Vassiliev Pavel M, Maltsev Dmitriy V, Spasov Alexander A, Perfilev Maxim A, Skripka Maria O, Kochetkov Andrey N
Laboratory for Information Technology in Pharmacology and Computer Modeling of Drugs, Research Center for Innovative Medicines, Volgograd State Medical University, 39 Novorossiyskaya Street, Volgograd 400087, Russia.
Department of Pharmacology and Bioinformatics, Volgograd State Medical University, 20 KIM Street, Volgograd 400001, Russia.
Pharmaceuticals (Basel). 2023 May 11;16(5):731. doi: 10.3390/ph16050731.
A classification consensus ensemble multitarget neural network model of the dependence of the anxiolytic activity of chemical compounds on the energy of their docking in 17 biotargets was developed. The training set included compounds thathadalready been tested for anxiolytic activity and were structurally similar to the 15 studied nitrogen-containing heterocyclic chemotypes. Seventeen biotargets relevant to anxiolytic activity were selected, taking into account the possible effect on them of the derivatives of these chemotypes. The generated model consistedof three ensembles of artificial neural networks for predicting three levels of anxiolytic activity, with sevenneural networks in each ensemble. A sensitive analysis of neurons in an ensemble of neural networks for a high level of activity made it possible to identify four biotargets ADRA1B, ADRA2A, AGTR1, and NMDA-Glut, which were the most significant for the manifestation of the anxiolytic effect. For these four key biotargets for 2,3,4,5-tetrahydro-11H-[1,3]diazepino[1,2-a]benzimidazole and [1,2,4]triazolo[3,4-a][2,3]benzodiazepine derivatives, eight monotarget pharmacophores of high anxiolytic activity were built. Superposition of monotarget pharmacophores built two multitarget pharmacophores of high anxiolytic activity, reflecting the universal features of interaction 2,3,4,5-tetrahydro-11H-[1,3]diazepino[1,2-a]benzimidazole and [1,2,4]triazolo[3,4-a][2,3]benzodiazepine derivatives with the most significant biotargets ADRA1B, ADRA2A, AGTR1, and NMDA-Glut.

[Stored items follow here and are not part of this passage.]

Issue #1332, opened 2026-08-14
Experiment: Capsule Emit inference receipts as a plugin


ndizazzo:
> Status: **Draft prototype specification**
>
> Depends on #1331. Related umbrella: #1233. Prototype source and prior sidecar evidence: [action-state-group/capsule-emit-mesh](https://github.com/action-state-group/capsule-emit-mesh).

## Summary

Build a native Rust, installable Capsule Emit plugin that produces signed, hash-chained Agent Action Capsules for OpenAI inference exchanges served by mesh-llm.

This is a prototype experiment to validate:

- the plugin lifecycle contract in #1331;
- a concrete inference-receipt field mapping;
- local signing, verification, chaining, retrieval, and optional transparency anchoring;
- non-streaming, streaming, error, denial, and cancellation behavior;
- composition between mesh-llm inference receipts and agent/tool action capsules.

The plugin must consume host-provided request/route/response lifecycle data over plugin IPC. It must not listen as an HTTP reverse proxy, require clients to use a second port, replace an inference backend, or require a custom mesh-llm binary.

## Experiment hypothesis

An installable plugin can create a useful, portable, independently verifiable record that says:

> This collector observed mesh-llm accept this request commitment, select this claimed model/runtime route, and return this response commitment.

The prototype does **not** establish that the claimed model performed the computation correctly. A self-signed capsule can cryptographically seal a false runtime claim. Model artifact verification, native compute receipts, hardware-bound signing, TEE/GPU evidence, statistical fingerprints, and distributed stage receipts remain separate assurance layers.

The experiment succeeds if it proves the integration and evidence-envelope mechanics without overstating the resulting trust level.

## Why a plugin

The existing [Capsule Emit mesh experiment](https://github.com/action-state-group/capsule-emit-mesh) proved the capsule format against a real mesh-llm node and Goose session, but it had to be a sidecar because plugins could not receive mesh-llm's own OpenAI request envelope.

That architecture had unavoidable limitations:

- clients had to target a second proxy port;
- the collector sat outside the mesh-llm trust boundary;
- streaming was buffered and re-synthesized;
- client-compatibility transformations occurred in the sidecar;
- it could not distinguish gateway, route-selection, and serving-host facts;
- it could not prove whether a refusal happened before dispatch.

#1331 is intended to remove those limitations generically. This issue validates that work with a real consumer.

### In scope

- /v1/chat/completions;
- streaming and non-streaming responses;
[...]

PR #1421, opened 2026-08-24
spec(openai-frontend): OpenAI exchange lifecycle hooks for out-of-process plugins (#1331 reference)

StevenMih:
Reference implementation of the OpenAI exchange lifecycle contract specified in #1331 (the plugin-platform prerequisite surfaced by the Capsule Emit sidecar experiment, #1233 / #1332).

## What this adds
Two hooks on `OpenAiHookPolicy`, wired into `HookedOpenAiBackend`, so an **out-of-process plugin** can observe the exchange without becoming an HTTP reverse proxy:
- **`on_effective_chat_completion`** — the effective request + selected serving route, before dispatch.
- **`on_chat_completion_terminal`** — the terminal event (success / error / denial), after execution.

## What building it against the real runtime taught us
- Today `OpenAiHookPolicy` is compiled into the backend wrapper and only the before-chat hook fires; the effective-request and terminal phases weren't reachable by an installable plugin. These two hooks close that gap.
- There's a **second, disjoint dispatch path** (the raw-proxy ingress) that `OpenAiHookPolicy` never touches — this PR covers it too, so a plugin sees both paths with no silent bypass. (Design note in the branch maps #1331's acceptance criteria to the actual seam.)

## Status
- `cargo clippy -D warnings` + `cargo test` green (187 tests, incl. 3 new mutant-verified).
- Non-streaming chat-completions first; streaming/delegation are follow-ups, flagged in the design note.

## How to take it
This is offered as a **reference to adopt or clean-room** — whichever the maintainers prefer. Happy to align the hook/phase names to whatever fits the runtime's own conventions. The consuming plugin (a native Rust capsule producer) lives at `action-state-group/capsule-emit-mesh` and is what #1332 tracks; these hooks are its one platform dependency.

cc @michaelneale @ndizazzo

## New Features
- Added lifecycle tracking for non-streaming chat completions, including effective requests and terminal outcomes.
- Added optional capsule markers and exposed valid capsule IDs through the `X-Capsule-Id` response header.
- Added correlated exchange events across typed frontend and proxy request paths.
- Added plugin message broadcasting to all eligible destinations with consolidated delivery errors.
- Added status reporting for successful, failed, denied, and dropped plugin exchanges.

## Documentation
- Added design documentation covering lifecycle events, capsule propagation, plugin exchanges, and current limitations.

### DIFF
--- a/crates/mesh-llm-host-runtime/src/plugin/openai_exchange.rs
+++ b/crates/mesh-llm-host-runtime/src/plugin/openai_exchange.rs
@@ -48,6 +48,12 @@ pub enum OpenAiExchangePhase {
 /// either being forced into the other's type.
 #[derive(Debug, Clone, PartialEq, Serialize)]
 pub struct OpenAiExchangeEnvelope {
+    /// Stable per-exchange id, minted when the dispatch path admits the
+    /// request. Shared by an exchange's `EffectiveRequest` and `Terminal`
+    /// envelopes (and mirrored into the transport `correlation_id`), so a
+    /// plugin can pair the two events for one exchange even when concurrent
+    /// requests on the same model are in flight.
+    pub exchange_id: String,
     pub dispatch_path: OpenAiExchangeDispatchPath,
     pub phase: OpenAiExchangePhase,
     pub model: String,
@@ -65,8 +71,13 @@ pub struct OpenAiExchangeEnvelope {
 }
 
 impl OpenAiExchangeEnvelope {
-    pub fn effective(dispatch_path: OpenAiExchangeDispatchPath, model: impl Into<String>) -> Self {
+    pub fn effective(
+        exchange_id: impl Into<String>,
+        dispatch_path: OpenAiExchangeDispatchPath,
+        model: impl Into<String>,
+    ) -> Self {
         Self {
+            exchange_id: exchange_id.into(),
             dispatch_path,
             phase: OpenAiExchangePhase::EffectiveRequest,
             model: model.into(),
@@ -77,12 +88,14 @@ impl OpenAiExchangeEnvelope {
     }
 
     pub fn terminal(
+        exchange_id: impl Into<String>,
         dispatch_path: OpenAiExchangeDispatchPath,
         model: impl Into<String>,
         status: Option<u16>,
         marker: Option<CapsuleMarker>,
     ) -> Self {
         Self {
+            exchange_id: exchange_id.into(),
             dispatch_path,
             phase: OpenAiExchangePhase::Terminal,
             model: model.into(),
@@ -114,7 +127,12 @@ impl OpenAiExchangeChannel for PluginManager {
             }
         };
         if let Err(error) = self
-            .broadcast_channel_message(OPENAI_EXCHANGE_CHANNEL, "application/json", body)
+            .broadcast_channel_message(
+                OPENAI_EXCHANGE_CHANNEL,
+                "application/json",
+                body,
+                &event.exchange_id,
+            )
             .await
         {
             tracing::warn!(%error, "failed to publish openai exchange event to plugins");
@@ -147,6 +165,7 @@ impl OpenAiHookPolicy for OpenAiExchangeHookBridge {
     ) {
         self.channel
             .publish(&OpenAiExchangeEnvelope::effective(
+                route.exchange_id.clone(),
                 OpenAiExchangeDispatchPath::TypedFrontend,
                 route.model.clone(),
             ))
@@ -156,6 +175,7 @@ impl OpenAiHookPolicy for OpenAiExchangeHookBridge {
     async fn on_chat_completion_terminal(
         &self,
         request: &ChatCompletionRequest,
+        exchange_id: &str,
         outcome: &ChatCompletionOutcome<'_>,
     ) {
         let (status, marker) = match outcome {
@@ -165,6 +185,7 @@ impl OpenAiHookPolicy for OpenAiExchangeHookBridge {
         };
         self.channel
             .publish(&OpenAiExchangeEnvelope::terminal(
+                exchange_id,
                 OpenAiExchangeDispatchPath::TypedFrontend,
                 request.model.clone(),
                 Some(status),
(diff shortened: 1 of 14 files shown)


crates/openai-frontend/src/hooks.rs
```diff
@@ -140,11 +228,53 @@ impl OpenAiBackend for HookedOpenAiBackend {
...
-        self.backend
-            .chat_completion_with_context(request, context)
-            .await
+        let route = ChatExchangeRoute::for_request(&request, exchange_id.clone());
+        self.hooks
+            .on_effective_chat_completion(&request, &route)
+            .await;
+        let mut result = self
+            .backend
+            .chat_completion_with_context(request.clone(), context)
```
i386, line 253: Non-blocking: this `request.clone()` now runs on **every** non-streaming chat completion through `HookedOpenAiBackend`, even when no hook implements the new observer methods — and it clones the full message history (which for long-context clients is the bulk of the payload).

Options if this ever matters in production wiring: (a) restructure so the terminal hook borrows before the request is moved into the backend (e.g. take `&ChatCompletionRequest` and clone inside the backend dispatch), or (b) gate the clone on a `hooks_want_post_dispatch_request()` capability probe defaulting to false. For a reference PR this is fine — but worth a line in the design note's deferred list since the production milestone will inherit it.

crates/mesh-llm-host-runtime/src/plugin/openai_exchange.rs
```diff
@@ -0,0 +1,453 @@
...
+    async fn publish(&self, event: &OpenAiExchangeEnvelope) {
+        let body = match serde_json::to_vec(event) {
+            Ok(body) => body,
+            Err(error) => {
+                tracing::warn!(%error, "failed to serialize openai exchange event");
+                return;
+            }
+        };
+        if let Err(error) = self
+            .broadcast_channel_message(
```
i386, line 130: Non-blocking, but the doc comment on `OpenAiExchangeChannel` says "fire-and-forget by design ... must never affect whether the client's own request succeeds" — while `PluginManager::publish` awaits `broadcast_channel_message`, which awaits each plugin's `send_unsolicited`, which awaits `outbound_tx.send(...)` on a **bounded** `mpsc::channel(256)` (plugin/runtime.rs:213). A plugin process that stalls while its outbound queue is full will backpressure this publish — and path 1's publish is awaited inline inside `chat_completion_with_context`, so it delays request dispatch, not just the terminal event. The retry loop in `send_unsolicited` (restart attempt ×2) adds more worst-case latency.

Delivery failure is already correctly non-fatal (warn + continue), so the *correctness* claim holds; it's the latency/isolation claim that doesn't, strictly. Suggest either (a) softening the doc to "failure-tolerant" and noting the bounded-channel backpressure case, or (b) making the production publish truly non-blocking (e.g. `try_send` or a spawn to a delivery task with a drop-on-slow-consumer policy). Worth deciding before the main-wiring milestone adopts this on the hot path.

i386 (approved):
Reviewed from a fresh frame against the actual call sites (including `PluginRuntime::send_unsolicited` and the outbound `mpsc::channel(256)`).

**Verdict: approve.** This is a well-scoped reference implementation with an unusually honest design note — the two-dispatch-path discovery, the M1 "can't" verdict plus M2 closing exactly the gaps M1 named, and a plainly stated scope boundary (path 2 call sites compile + are wired but not behaviorally covered; main-wiring composition deferred) are all the right calls for a reference PR.

What I verified:
- Hooks are additive with default no-ops, so existing implementors (`MeshAutoHookPolicy` et al.) compile unchanged.
- Terminal fires exactly once on all three outcomes, including the before-hook `Err` path, and denials skip dispatch.
- `capsule_marker` is `#[serde(skip)]` and the `X-Capsule-Id` header rides the same `Response::extensions()` relay `TerminalUsage` already uses — conditional on the hook minting, with a negative test.
- `aggregate_broadcast_results` collects every recipient's outcome before erroring (no first-failure suppression) and has a regression test for it.
- Exchange-id pairing under concurrency on the same model is tested with `start_paused` — the right test shape.

Two non-blocking comments inline (request clone on the hot path; backpressure semantics of the "fire-and-forget" publish). Neither blocks merge for a reference implementation, but both are worth a sentence in the design note before the production-wiring milestone.

crates/openai-frontend/src/hooks.rs
i386, line 253: Suggestion: this clones the full `ChatCompletionRequest` on every non-streaming completion, even when no hook consumes the effective request. If the snapshot is only needed for observation, consider capturing it lazily (only when a hook is registered) or extracting a lightweight summary — the clone cost is inherited by the production milestone wiring.

crates/mesh-llm-host-runtime/src/plugin/openai_exchange.rs
```diff
@@ -0,0 +1,453 @@
...
+/// [`OpenAiHookPolicy`]'s own observer methods: exchange delivery to a
+/// plugin must never affect whether the client's own request succeeds.
+#[async_trait]
+pub trait OpenAiExchangeChannel: Send + Sync + 'static {
+    async fn publish(&self, event: &OpenAiExchangeEnvelope);
+}
+
+#[async_trait]
+impl OpenAiExchangeChannel for PluginManager {
+    async fn publish(&self, event: &OpenAiExchangeEnvelope) {
```
i386, line 121: Suggestion: `publish` is documented fire-and-forget, but it awaits `broadcast_channel_message`, which hands off to a bounded (256) outbound channel inline. A stalled plugin can therefore delay request dispatch. Consider `try_send` + spawn (dropping or logging on a full channel), or soften the doc so callers know a slow plugin can back-pressure dispatch — worth resolving before main-wiring.

i386 (commented):
Two suggested (non-blocking) improvements from review:

i386 (changes requested):

StevenMih:
Thanks @i386   
The three data-integrity items are addressed in 6515645: the /v1/responses capsule-marker propagation, the stable exchange correlation ID, and continue-delivery after a single plugin send fails. @i386's two non-blocking notes — the request.clone() on every non-streaming completion, and the fire-and-forget/bounded-channel await — are being tightened now. The 2001-line mod.rs split is real but it's mesh-llm-internal maintainability beyond this capsule-integration PR's scope; happy to file it as its own refactor issue rather than balloon this PR. I'm going to close this and reopen a clean, squashed PR with the full set for an easier re-review, same branch, same #1331/#1332 reference.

建立了一种分类共识集成多目标神经网络模型,用于研究化合物的抗焦虑活性与其在17种生物靶点中的对接能量之间的依赖关系。训练集包括已经测试过抗焦虑活性且在结构上与15种研究的含氮杂环化学类型相似的化合物。考虑到这些化学类型衍生物对它们可能产生的影响,选择了17种与抗焦虑活性相关的生物靶点。生成的模型由三组人工神经网络组成,用于预测抗焦虑活性的三个水平,每组有七个神经网络。对神经网络组中高活性水平的神经元进行敏感性分析,从而确定了四个生物靶点ADRA1B、ADRA2A、AGTR1和NMDA - Glut,它们对抗焦虑作用的表现最为重要。针对2,3,4,5 - 四氢 - 11H - [1,3]二氮杂卓并[1,2 - a]苯并咪唑和[1,2,4]三唑并[3,4 - a][2,3]苯并二氮杂卓衍生物的这四个关键生物靶点,构建了八个高抗焦虑活性的单靶点药效团。单靶点药效团的叠加构建了两个高抗焦虑活性的多靶点药效团,反映了2,3,4,5 - 四氢 - 11H - [1,3]二氮杂卓并[1,2 - a]苯并咪唑和[1,2,4]三唑并[3,4 - a][2,3]苯并二氮杂卓衍生物与最重要的生物靶点ADRA1B、ADRA2A、AGTR1和NMDA - Glut相互作用的普遍特征。